President Bush imposed temporary quotas yesterday of up to 30 percent on most imported steel in an effort to give the ailing U.S. industry a chance to modernize and restructure.
The action was a rare departure for an administration that has championed free trade both at home and abroad. But the president said it was an appropriate exception in the face of years of unfair trading practices by foreign countries that had "resulted in bankruptcies, serious dislocation and job losses" in the United States.
Industry executives, union leaders and politicians from steel-producing states generally hailed the president's decision, which fell somewhat short of what they had requested but was still the most aggressive action taken by a president to protect a domestic industry from imports since Ronald Reagan imposed steel import restraints in the mid-1980s.
"This is keeping us alive, no question about it," said Rep. Robert W. Ney (R-Ohio), who warned the White House that he might have to vote against free-trade legislation the next time it came up in the House unless something was done to provide relief to steel communities in his district.
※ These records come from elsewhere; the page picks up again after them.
PR #1058, opened 2016-02-05
Prune constraints that could turn into cycles

### LINKED ISSUE #864: Compiler hangs on implicit search with union of intersection of singleton types

odersky:
Fixes #864. Review by @smarter.

### DIFF
--- a/src/dotty/tools/dotc/config/Config.scala
+++ b/src/dotty/tools/dotc/config/Config.scala
@@ -15,11 +15,12 @@ object Config {
    */
   final val checkConstraintsNonCyclic = false
 
-  /** Like `checkConstraintsNonCyclic`, but all constrained parameters
-   *  are tested for direct or indirect dependencies, each time a
-   *  constraint is added in TypeComparer.
+  /** Make sure none of the bounds in an OrderingConstraint contains
+   *  another constrained parameter at its toplevel (i.e. as an operand
+   *  of a combination of &'s and |'s.). The check is performed each time
+   *  a new bound is added to the constraint.
    */
-  final val checkConstraintsNonCyclicTrans = false
+  final val checkConstraintsSeparated = false
 
   /** Check that each constraint resulting from a subtype test
    *  is satisfiable.
--- a/src/dotty/tools/dotc/config/Config.scala
+++ b/src/dotty/tools/dotc/config/Config.scala
@@ -15,10 +15,10 @@ object Config {
    */
   final val checkConstraintsNonCyclic = false
 
-  /** Make sure none of the bounds in an OrderingConstraint contains
-   *  another constrained parameter at its toplevel (i.e. as an operand
-   *  of a combination of &'s and |'s.). The check is performed each time
-   *  a new bound is added to the constraint.
+  /** Make sure none of the bounds of a parameter in an OrderingConstraint
+   *  contains this parameter at its toplevel (i.e. as an operand of a
+   *  combination of &'s and |'s.). The check is performed each time a new bound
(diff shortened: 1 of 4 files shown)


odersky:
The issue uncovered a much deeper problem with constraint solving, which we solve by deliberatley widening the constraint.

smarter:
Interesting approach, do you think that you could create a `neg` test that demonstrate valid code that does not compile with this patch?
I see that you added an optional cycle detection check in `addOneBound`, couldn't we leave `addConstraint` as it was before, and instead always check for cycles in `addOneBound` and heal them? Would that be too costly?

odersky:
@smarter Logically, `prune` belongs where it is, because that's where we split a bound into a bound without type params and additional parameter/parameter relationships established by `addLess`. The cycle check in `addConstraint` can still fail, because TypeVars might be instantiated late.

odersky:
@smarter Also note that the cycle check does not catch cycles of length > 1.

src/dotty/tools/dotc/core/ConstraintHandling.scala
```diff
@@ -222,11 +235,67 @@ trait ConstraintHandling {
...
+        case bound: AndOrType =>
+          val p1 = prune(bound.tp1)
+          val p2 = prune(bound.tp2)
+          if (p1.exists && p2.exists) bound.derivedAndOrType(p1, p2)
+          else NoType
+        case bound: TypeVar if constraint contains bound.origin =>
+          prune(bound.underlying)
+        case bound: PolyParam if constraint contains bound =>
+          if (!addParamBound(bound)) NoType
+          else if (fromBelow) defn.NothingType
```
smarter: What about narrowing a bit less by using something like `prune(constraint.nonParamBounds(bound).hi)` instead of `defn.NothingType`?

odersky: That would not add anything. By recording the isLess we get the bounds anyway.

smarter:
Should we add a debug log message when we narrow bounds? Otherwise it might be easy to overlook when trying to understand why some code does not compile.

odersky:
I don't think we need a log message. The cases where this will fail will be really rare, and should be easily caught already by turning on the constr printer. Without constr, I think t will be impossible to diagnose.

src/dotty/tools/dotc/config/Config.scala
```diff
@@ -15,11 +15,12 @@ object Config {
    */
   final val checkConstraintsNonCyclic = false
 
-  /** Like `checkConstraintsNonCyclic`, but all constrained parameters
-   *  are tested for direct or indirect dependencies, each time a
-   *  constraint is added in TypeComparer.
+  /** Make sure none of the bounds in an OrderingConstraint contains
+   *  another constrained parameter at its toplevel (i.e. as an operand
```
smarter: You say "another constrained parameter" but the check does  `b eq param`, so shouldn't you say something like "Make sure none of the bounds of a parameter in an OrderingConstraint contains this parameter at its toplevel" ?

odersky: yes, indeed. Can you make that change please? Thanks!

smarter: Done, also fixed the documentation of `addConstraint`.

"I commend the president for taking this step," said Leo Gerard, president of the United Steelworkers of America, which turned out thousands of members on the Ellipse outside the White House. "I'm not sure it will do all that needs to be done to save the industry, but at least we have a ray of hope."
Not all of the steel industry's allies, however, were fully satisfied. "President Bush deserves credit, but we have to put it in perspective," said Sen. Richard J. Durbin (D-Ill.). "The steel industry is drowning 40 feet offshore; the president has thrown them a 30-foot rope."
The president's decision was a blow to steel-consuming industries -- such as makers of auto parts and home appliances -- which conducted a furious lobbying campaign to dissuade him from adopting the tariff recommendations of the U.S. International Trade Commission. They argued that any tariffs would not only amount to a tax on consumers but would cost more jobs in their industries than would be saved at U.S. steel mills -- a prediction that even one top administration official acknowledged was probably correct.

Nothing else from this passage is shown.